I first did about 500 solves without lube to brake it in. ThenI did lube it with silicone spray. And on top of that I added a few drops (1 drop per face) Maru lube. Works like charm. Is your PuzzleAddiction order also a per-ordered one? My status of shipment is Jamaica (place in New York) since March 10th... 



mark49152 said:


> Mine's better now it's been broken in a bit, but locks every time when pushing with thumb for F'R. Anyone else have that problem?

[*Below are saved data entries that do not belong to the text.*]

Issue #269, opened 2015-10-17
support for parsing dotty


xeno-by:
Shouldn't be very hard given that there are not that many changes from scalac. @darkdimius is there a list of changes somewhere?

smarter:
Here are the ones I can think of:
- union types
- trait parameters: http://docs.scala-lang.org/sips/pending/trait-parameters.html
- repeated by-name parameters: http://docs.scala-lang.org/sips/pending/repeated-byname.html
- literal singleton types: http://docs.scala-lang.org/sips/pending/42.type.html#comment-2211350713

And here's the stuff that is not valid anymore:
- procedure syntax
- view bounds

DarkDimius:
>And here's the stuff that is not valid anymore:

self types on objects.

smarter:
Also, implicit val and def must have an explicit type annotation now.

xeno-by:
This should probably be the moment when we split Type.Compound.

xeno-by:
@odersky suggested that we should take a look at https://github.com/lampepfl/dotty/blob/master/docs/SyntaxSummary.txt.

jvican:
The following features are all available for the hackathon. Just pick one and hack on it!
  
To add:
- [ ] Trait parameters
SIP (for docs): http://docs.scala-lang.org/sips/pending/trait-parameters.html
A good place for start is  https://github.com/scalameta/scalameta/blob/master/scalameta/parsers/src/main/scala/scala/meta/internal/parsers/ScalametaParser.scala#L3061.
Final result should look like `classDef` here: https://github.com/scalameta/scalameta/blob/master/scalameta/parsers/src/main/scala/scala/meta/internal/parsers/ScalametaParser.scala#L3074.

- [ ] Repeated by-name parameters
SIP (for docs): http://docs.scala-lang.org/sips/pending/repeated-byname.html
A good place for start is https://github.com/scalameta/scalameta/blob/master/scalameta/parsers/src/main/scala/scala/meta/internal/parsers/ScalametaParser.scala#L2680.

- [ ] Literal singleton types (aka SIP-23 or 42.type).
Description of what singleton types are: https://github.com/scala/scala/pull/5310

No, But I only use thumb in last move of T-perm.. And that is one of my best pll's  So I don't think my cube has that problem. Btw, I modded the cube before using it. Did the inside of the corner 'feet' smoothing with sand paper. And glued the corner pieces with 'seconds-glue' .


----------



## mark49152 (Apr 3, 2013)

My corners are glued, but no sanding. Actually it feels like bigger pieces catching, like corner against center, but inside. I'll fiddle with the tensions and see what happens.


----------



## MarcelP (Apr 3, 2013)

My tentions are quite loose... When I cornercut 45 degrees slow.. then first appears a 2 mm space between the edges before it makes the corner cut.


----------



## Gordon (Apr 3, 2013)

MarcelP said:


> Is your PuzzleAddiction order also a per-ordered one? My status of shipment is Jamaica (place in New York) since March 10th...

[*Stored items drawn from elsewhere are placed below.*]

PR #498, opened 2016-09-30
Allow trait parameters in Dotty dialect

### LINKED ISSUE #493: Parse trait parameters in Dotty dialect
Dotty allows trait parameters:
```scala
trait Foo(bar: Int)
```
SIP (for docs): http://docs.scala-lang.org/sips/pending/trait-parameters.html
  
Scala meta has the concept of dialect for different Scala syntax (think sbt, scala or dotty). The dotty dialect does not yet support trait parameters.
  
A good place for its implementation is  https://github.com/scalameta/scalameta/blob/master/scalameta/parsers/src/main/scala/scala/meta/internal/parsers/ScalametaParser.scala#L3061.
Use `classDef` as an inspiration: https://github.com/scalameta/scalameta/blob/master/scalameta/parsers/src/main/scala/scala/meta/internal/parsers/ScalametaParser.scala#L3074.

cb372:
Fixes #493

* Add a flag to `Dialect`
* Update logic in `ScalametaParser` to look at the flag
* Comment out an invariant check in AST class because it's no longer an invariant
* Add a test

Commenting out the invariant check is a shame, but it was unavoidable because it's not currently possible to access the parser's dialect in order to check the appropriate flag.

### DIFF
--- a/scalameta/dialects/src/main/scala/scala/meta/dialects/package.scala
+++ b/scalameta/dialects/src/main/scala/scala/meta/dialects/package.scala
@@ -51,6 +51,10 @@ import scala.compat.Platform.EOL
   // What level of quoting are we at?
   // The underlying data structure captures additional information necessary for parsing.
   def metalevel: Metalevel
+
+  // Are trait allowed to have parameters?
+  // They are in Dotty, but not in Scala 2.12 or older.
+  def allowTraitParameters: Boolean
 }
 
 package object dialects {
@@ -63,6 +67,7 @@ package object dialects {
     def allowToplevelTerms = false
     def toplevelSeparator = ""
     def metalevel = Metalevel.Zero
+    def allowTraitParameters = false
     private def writeReplace(): AnyRef = new Dialect.SerializationProxy(this)
   }
 
@@ -75,6 +80,7 @@ package object dialects {
     def allowToplevelTerms = true
     def toplevelSeparator = EOL
     def metalevel = Metalevel.Zero
+    def allowTraitParameters = false
     private def writeReplace(): AnyRef = new Dialect.SerializationProxy(this)
   }
 
@@ -87,6 +93,7 @@ package object dialects {
     def allowToplevelTerms = true
     def toplevelSeparator = ""
     def metalevel = Metalevel.Zero
+    def allowTraitParameters = false
     private def writeReplace(): AnyRef = new Dialect.SerializationProxy(this)
   }
 
@@ -99,6 +106,7 @@ package object dialects {
     def allowToplevelTerms = Scala210.allowToplevelTerms
     def toplevelSeparator = Scala210.toplevelSeparator
     def metalevel = Metalevel.Zero
+    def allowTraitParameters = false
     private def writeReplace(): AnyRef = new Dialect.SerializationProxy(this)
   }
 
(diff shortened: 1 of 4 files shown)


scalameta/trees/src/main/scala/scala/meta/Trees.scala
```diff
@@ -373,7 +373,14 @@ object Defn {
                    templ: Template) extends Defn with Member.Type {
     // TODO: hardcoded in the @ast macro, find out a better way
     // require(templ.stats.getOrElse(Nil).forall(!_.is[Ctor]))
-    require(ctor.mods.isEmpty && ctor.paramss.isEmpty)
+
+    // TODO this doesn't work because the Dialect in implicit
```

Yes, I preordered it. It was shipped on March 28th and the last state is 'First-Class Package International Service, Processed at USPS Origin Sort Facility, LOS ANGELES, CA 90009, International Letter' from 31th March.


----------



## mark49152 (Apr 3, 2013)

MarcelP said:


> My tentions are quite loose... When I cornercut 45 degrees slow.. then first appears a 2 mm space between the edges before it makes the corner cut.


Hmmm... my gap reached about 1.5cm then the cube exploded


----------



## MarcelP (Apr 3, 2013)

Gordon said:


> Yes, I preordered it. It was shipped on March 28th .



Hmm, mine is shipped march 7th... Big difference... and mine is not noway near The Netherlands.


----------



## uniacto (Apr 4, 2013)

just got my panshi today, it's alright, but nowhere near as good as my guhong v2. I don't like the bumpy/locky feeling of it.


----------



## Eleredo (Apr 12, 2013)

Okay, my PanShi came in and I did hundreds of solves with it. It went a little like this; 10 solves, mess with the screw, 10 solves, mess with the screws, 10 solves, mess with the screws. My conclusion? This cube is crap, and that's the nice way to put it.

Comparison between a Zhanchi and a PanShi:

Ao12 with a Zhanchi:
24.61, 25.12, 25.09, 21.30, (16.26), 18.78, (26.71), 22.50, 21.22, 23.87, 24.08, 19.49 = 22.61

Ao12 with a PanShi:
25.11, 27.41, 26.83, 25.43, (28.29), 22.21, 25.86, 23.36, 22.29, (17.60), 22.03, 23.49 = 24.40

No matter what I do, I can't get it to feel right. I tried it rock-solid and super loose and everything in between but all to no avail. Throughout the hundreds of solves I did, the cube kept on getting on my nerves. It felt the same way my ZhanChi feels like when it hasn't been lubed for 3 months and tons of dust found its way in.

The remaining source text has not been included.